Work task | For the entries below, count the lines containing "artifacts" and give only that number.

Given records |
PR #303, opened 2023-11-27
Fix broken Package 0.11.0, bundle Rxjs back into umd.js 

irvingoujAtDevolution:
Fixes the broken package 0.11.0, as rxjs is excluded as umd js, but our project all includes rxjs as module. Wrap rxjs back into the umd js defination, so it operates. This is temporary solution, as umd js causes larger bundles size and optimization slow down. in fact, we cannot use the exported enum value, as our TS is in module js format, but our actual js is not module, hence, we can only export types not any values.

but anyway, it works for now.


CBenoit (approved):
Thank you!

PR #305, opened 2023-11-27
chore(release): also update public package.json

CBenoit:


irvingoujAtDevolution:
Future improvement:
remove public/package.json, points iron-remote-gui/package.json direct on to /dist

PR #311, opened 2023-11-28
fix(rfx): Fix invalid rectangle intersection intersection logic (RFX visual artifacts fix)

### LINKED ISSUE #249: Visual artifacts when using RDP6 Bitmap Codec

Result of the exercise | 2